PROBLEM DETAILS: Every record must be copied out exactly.

PROVIDED ENTRIES:
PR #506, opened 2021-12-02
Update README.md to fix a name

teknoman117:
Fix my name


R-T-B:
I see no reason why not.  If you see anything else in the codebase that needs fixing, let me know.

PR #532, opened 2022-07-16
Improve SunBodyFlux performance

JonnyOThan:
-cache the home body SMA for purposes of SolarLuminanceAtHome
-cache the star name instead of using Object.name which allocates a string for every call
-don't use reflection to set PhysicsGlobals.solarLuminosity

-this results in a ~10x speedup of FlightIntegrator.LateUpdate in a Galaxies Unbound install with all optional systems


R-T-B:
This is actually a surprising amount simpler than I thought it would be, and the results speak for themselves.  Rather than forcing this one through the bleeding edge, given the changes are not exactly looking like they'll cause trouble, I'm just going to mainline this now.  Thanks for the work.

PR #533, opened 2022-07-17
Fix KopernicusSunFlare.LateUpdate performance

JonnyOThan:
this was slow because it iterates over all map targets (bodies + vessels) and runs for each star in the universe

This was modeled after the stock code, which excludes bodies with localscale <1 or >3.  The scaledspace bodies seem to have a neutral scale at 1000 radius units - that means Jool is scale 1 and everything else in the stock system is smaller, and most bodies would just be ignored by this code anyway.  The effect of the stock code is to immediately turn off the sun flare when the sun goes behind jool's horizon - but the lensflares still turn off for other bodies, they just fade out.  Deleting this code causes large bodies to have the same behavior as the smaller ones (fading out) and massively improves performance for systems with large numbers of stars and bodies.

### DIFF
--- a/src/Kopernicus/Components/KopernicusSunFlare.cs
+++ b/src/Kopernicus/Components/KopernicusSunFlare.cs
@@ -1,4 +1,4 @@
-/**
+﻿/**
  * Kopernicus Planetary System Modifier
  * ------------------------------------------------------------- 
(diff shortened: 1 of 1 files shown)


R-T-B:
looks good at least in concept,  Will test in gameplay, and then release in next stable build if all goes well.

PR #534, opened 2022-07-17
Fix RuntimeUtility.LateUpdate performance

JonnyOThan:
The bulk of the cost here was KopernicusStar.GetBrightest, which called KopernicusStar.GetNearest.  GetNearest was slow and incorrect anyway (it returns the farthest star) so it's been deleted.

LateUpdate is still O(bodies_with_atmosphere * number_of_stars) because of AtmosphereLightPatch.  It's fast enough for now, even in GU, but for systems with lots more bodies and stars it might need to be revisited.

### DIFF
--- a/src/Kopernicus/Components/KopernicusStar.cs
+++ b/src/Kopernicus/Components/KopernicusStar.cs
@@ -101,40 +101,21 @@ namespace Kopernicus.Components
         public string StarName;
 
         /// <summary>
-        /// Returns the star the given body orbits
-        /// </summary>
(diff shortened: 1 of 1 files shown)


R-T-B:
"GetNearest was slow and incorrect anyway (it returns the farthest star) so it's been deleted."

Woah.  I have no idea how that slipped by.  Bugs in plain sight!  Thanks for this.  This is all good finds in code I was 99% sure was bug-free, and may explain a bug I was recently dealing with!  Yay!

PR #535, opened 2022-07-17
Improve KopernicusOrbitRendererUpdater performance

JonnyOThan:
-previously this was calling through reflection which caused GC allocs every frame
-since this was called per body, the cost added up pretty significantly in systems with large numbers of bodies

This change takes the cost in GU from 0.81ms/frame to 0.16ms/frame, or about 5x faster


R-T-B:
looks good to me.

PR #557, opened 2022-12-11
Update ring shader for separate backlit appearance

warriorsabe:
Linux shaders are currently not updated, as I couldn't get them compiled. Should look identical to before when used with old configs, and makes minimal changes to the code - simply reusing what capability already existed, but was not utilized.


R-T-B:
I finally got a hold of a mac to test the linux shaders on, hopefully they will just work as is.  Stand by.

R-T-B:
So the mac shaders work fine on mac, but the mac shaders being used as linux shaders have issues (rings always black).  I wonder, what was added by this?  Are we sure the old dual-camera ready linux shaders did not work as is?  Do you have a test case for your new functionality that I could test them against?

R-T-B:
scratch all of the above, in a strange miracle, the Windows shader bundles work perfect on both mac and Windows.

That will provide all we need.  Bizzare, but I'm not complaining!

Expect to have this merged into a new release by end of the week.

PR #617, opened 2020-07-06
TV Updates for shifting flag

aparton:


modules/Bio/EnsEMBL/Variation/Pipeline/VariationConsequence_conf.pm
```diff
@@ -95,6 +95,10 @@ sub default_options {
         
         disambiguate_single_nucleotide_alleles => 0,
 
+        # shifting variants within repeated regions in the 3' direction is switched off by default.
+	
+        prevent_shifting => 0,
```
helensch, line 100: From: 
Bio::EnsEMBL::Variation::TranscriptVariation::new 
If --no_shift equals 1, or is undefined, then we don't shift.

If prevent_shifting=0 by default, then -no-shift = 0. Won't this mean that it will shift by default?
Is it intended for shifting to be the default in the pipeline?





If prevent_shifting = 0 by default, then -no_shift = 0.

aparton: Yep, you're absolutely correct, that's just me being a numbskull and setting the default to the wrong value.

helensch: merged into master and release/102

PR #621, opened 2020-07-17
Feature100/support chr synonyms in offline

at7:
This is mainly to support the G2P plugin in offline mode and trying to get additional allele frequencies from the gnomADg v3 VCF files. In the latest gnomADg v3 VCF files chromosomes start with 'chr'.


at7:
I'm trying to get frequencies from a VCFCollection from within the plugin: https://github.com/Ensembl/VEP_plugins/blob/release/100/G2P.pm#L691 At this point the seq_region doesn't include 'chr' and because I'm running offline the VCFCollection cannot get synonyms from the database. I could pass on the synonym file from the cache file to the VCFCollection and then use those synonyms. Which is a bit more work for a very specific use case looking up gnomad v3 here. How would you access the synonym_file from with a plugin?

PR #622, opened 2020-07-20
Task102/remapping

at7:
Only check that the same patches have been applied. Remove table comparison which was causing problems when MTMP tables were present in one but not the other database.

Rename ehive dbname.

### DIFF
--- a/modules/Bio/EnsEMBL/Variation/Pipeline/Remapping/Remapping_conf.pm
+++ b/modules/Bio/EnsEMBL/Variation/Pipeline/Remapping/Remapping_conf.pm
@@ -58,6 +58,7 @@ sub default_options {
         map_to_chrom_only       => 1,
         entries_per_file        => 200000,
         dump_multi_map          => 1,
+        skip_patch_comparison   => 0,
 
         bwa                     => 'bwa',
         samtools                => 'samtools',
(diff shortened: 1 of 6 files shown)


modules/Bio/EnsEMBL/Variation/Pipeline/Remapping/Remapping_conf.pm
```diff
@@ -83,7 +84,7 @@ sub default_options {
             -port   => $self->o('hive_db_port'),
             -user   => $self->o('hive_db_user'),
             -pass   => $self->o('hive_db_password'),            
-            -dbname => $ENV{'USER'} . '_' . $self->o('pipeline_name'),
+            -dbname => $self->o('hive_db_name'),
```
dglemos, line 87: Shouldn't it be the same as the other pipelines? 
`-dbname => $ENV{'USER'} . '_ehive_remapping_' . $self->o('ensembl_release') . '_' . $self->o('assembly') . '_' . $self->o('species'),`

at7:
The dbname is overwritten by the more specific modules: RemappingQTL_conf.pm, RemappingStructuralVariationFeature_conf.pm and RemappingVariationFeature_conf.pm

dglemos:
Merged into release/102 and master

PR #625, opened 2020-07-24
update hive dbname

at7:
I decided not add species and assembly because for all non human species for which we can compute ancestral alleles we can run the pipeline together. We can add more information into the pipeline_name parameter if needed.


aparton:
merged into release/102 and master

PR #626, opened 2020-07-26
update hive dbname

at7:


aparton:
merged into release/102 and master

RESULT OF THIS TASK:
PR #506, opened 2021-12-02
Update README.md to fix a name

teknoman117:
Fix my name


R-T-B:
I see no reason why not.  If you see anything else in the codebase that needs fixing, let me know.

PR #532, opened 2022-07-16
Improve SunBodyFlux performance

JonnyOThan:
-cache the home body SMA for purposes of SolarLuminanceAtHome
-cache the star name instead of using Object.name which allocates a string for every call
-don't use reflection to set PhysicsGlobals.solarLuminosity

-this results in a ~10x speedup of FlightIntegrator.LateUpdate in a Galaxies Unbound install with all optional systems


R-T-B:
This is actually a surprising amount simpler than I thought it would be, and the results speak for themselves.  Rather than forcing this one through the bleeding edge, given the changes are not exactly looking like they'll cause trouble, I'm just going to mainline this now.  Thanks for the work.

PR #533, opened 2022-07-17
Fix KopernicusSunFlare.LateUpdate performance

JonnyOThan:
this was slow because it iterates over all map targets (bodies + vessels) and runs for each star in the universe

This was modeled after the stock code, which excludes bodies with localscale <1 or >3.  The scaledspace bodies seem to have a neutral scale at 1000 radius units - that means Jool is scale 1 and everything else in the stock system is smaller, and most bodies would just be ignored by this code anyway.  The effect of the stock code is to immediately turn off the sun flare when the sun goes behind jool's horizon - but the lensflares still turn off for other bodies, they just fade out.  Deleting this code causes large bodies to have the same behavior as the smaller ones (fading out) and massively improves performance for systems with large numbers of stars and bodies.

### DIFF
--- a/src/Kopernicus/Components/KopernicusSunFlare.cs
+++ b/src/Kopernicus/Components/KopernicusSunFlare.cs
@@ -1,4 +1,4 @@
-/**
+﻿/**
  * Kopernicus Planetary System Modifier
  * ------------------------------------------------------------- 
(diff shortened: 1 of 1 files shown)


R-T-B:
looks good at least in concept,  Will test in gameplay, and then release in next stable build if all goes well.

PR #534, opened 2022-07-17
Fix RuntimeUtility.LateUpdate performance

JonnyOThan:
The bulk of the cost here was KopernicusStar.GetBrightest, which called KopernicusStar.GetNearest.  GetNearest was slow and incorrect anyway (it returns the farthest star) so it's been deleted.

LateUpdate is still O(bodies_with_atmosphere * number_of_stars) because of AtmosphereLightPatch.  It's fast enough for now, even in GU, but for systems with lots more bodies and stars it might need to be revisited.

### DIFF
--- a/src/Kopernicus/Components/KopernicusStar.cs
+++ b/src/Kopernicus/Components/KopernicusStar.cs
@@ -101,40 +101,21 @@ namespace Kopernicus.Components
         public string StarName;
 
         /// <summary>
-        /// Returns the star the given body orbits
-        /// </summary>
(diff shortened: 1 of 1 files shown)


R-T-B:
"GetNearest was slow and incorrect anyway (it returns the farthest star) so it's been deleted."

Woah.  I have no idea how that slipped by.  Bugs in plain sight!  Thanks for this.  This is all good finds in code I was 99% sure was bug-free, and may explain a bug I was recently dealing with!  Yay!

PR #535, opened 2022-07-17
Improve KopernicusOrbitRendererUpdater performance

JonnyOThan:
-previously this was calling through reflection which caused GC allocs every frame
-since this was called per body, the cost added up pretty significantly in systems with large numbers of bodies

This change takes the cost in GU from 0.81ms/frame to 0.16ms/frame, or about 5x faster


R-T-B:
looks good to me.

PR #557, opened 2022-12-11
Update ring shader for separate backlit appearance

warriorsabe:
Linux shaders are currently not updated, as I couldn't get them compiled. Should look identical to before when used with old configs, and makes minimal changes to the code - simply reusing what capability already existed, but was not utilized.


R-T-B:
I finally got a hold of a mac to test the linux shaders on, hopefully they will just work as is.  Stand by.

R-T-B:
So the mac shaders work fine on mac, but the mac shaders being used as linux shaders have issues (rings always black).  I wonder, what was added by this?  Are we sure the old dual-camera ready linux shaders did not work as is?  Do you have a test case for your new functionality that I could test them against?

R-T-B:
scratch all of the above, in a strange miracle, the Windows shader bundles work perfect on both mac and Windows.

That will provide all we need.  Bizzare, but I'm not complaining!

Expect to have this merged into a new release by end of the week.

PR #617, opened 2020-07-06
TV Updates for shifting flag

aparton:


modules/Bio/EnsEMBL/Variation/Pipeline/VariationConsequence_conf.pm
```diff
@@ -95,6 +95,10 @@ sub default_options {
         
         disambiguate_single_nucleotide_alleles => 0,
 
+        # shifting variants within repeated regions in the 3' direction is switched off by default.
+	
+        prevent_shifting => 0,
```
helensch, line 100: From: 
Bio::EnsEMBL::Variation::TranscriptVariation::new 
If --no_shift equals 1, or is undefined, then we don't shift.

If prevent_shifting=0 by default, then -no-shift = 0. Won't this mean that it will shift by default?
Is it intended for shifting to be the default in the pipeline?





If prevent_shifting = 0 by default, then -no_shift = 0.

aparton: Yep, you're absolutely correct, that's just me being a numbskull and setting the default to the wrong value.

helensch: merged into master and release/102

PR #621, opened 2020-07-17
Feature100/support chr synonyms in offline

at7:
This is mainly to support the G2P plugin in offline mode and trying to get additional allele frequencies from the gnomADg v3 VCF files. In the latest gnomADg v3 VCF files chromosomes start with 'chr'.


at7:
I'm trying to get frequencies from a VCFCollection from within the plugin: https://github.com/Ensembl/VEP_plugins/blob/release/100/G2P.pm#L691 At this point the seq_region doesn't include 'chr' and because I'm running offline the VCFCollection cannot get synonyms from the database. I could pass on the synonym file from the cache file to the VCFCollection and then use those synonyms. Which is a bit more work for a very specific use case looking up gnomad v3 here. How would you access the synonym_file from with a plugin?

PR #622, opened 2020-07-20
Task102/remapping

at7:
Only check that the same patches have been applied. Remove table comparison which was causing problems when MTMP tables were present in one but not the other database.

Rename ehive dbname.

### DIFF
--- a/modules/Bio/EnsEMBL/Variation/Pipeline/Remapping/Remapping_conf.pm
+++ b/modules/Bio/EnsEMBL/Variation/Pipeline/Remapping/Remapping_conf.pm
@@ -58,6 +58,7 @@ sub default_options {
         map_to_chrom_only       => 1,
         entries_per_file        => 200000,
         dump_multi_map          => 1,
+        skip_patch_comparison   => 0,
 
         bwa                     => 'bwa',
         samtools                => 'samtools',
(diff shortened: 1 of 6 files shown)


modules/Bio/EnsEMBL/Variation/Pipeline/Remapping/Remapping_conf.pm
```diff
@@ -83,7 +84,7 @@ sub default_options {
             -port   => $self->o('hive_db_port'),
             -user   => $self->o('hive_db_user'),
             -pass   => $self->o('hive_db_password'),            
-            -dbname => $ENV{'USER'} . '_' . $self->o('pipeline_name'),
+            -dbname => $self->o('hive_db_name'),
```
dglemos, line 87: Shouldn't it be the same as the other pipelines? 
`-dbname => $ENV{'USER'} . '_ehive_remapping_' . $self->o('ensembl_release') . '_' . $self->o('assembly') . '_' . $self->o('species'),`

at7:
The dbname is overwritten by the more specific modules: RemappingQTL_conf.pm, RemappingStructuralVariationFeature_conf.pm and RemappingVariationFeature_conf.pm

dglemos:
Merged into release/102 and master

PR #625, opened 2020-07-24
update hive dbname

at7:
I decided not add species and assembly because for all non human species for which we can compute ancestral alleles we can run the pipeline together. We can add more information into the pipeline_name parameter if needed.


aparton:
merged into release/102 and master

PR #626, opened 2020-07-26
update hive dbname

at7:


aparton:
merged into release/102 and master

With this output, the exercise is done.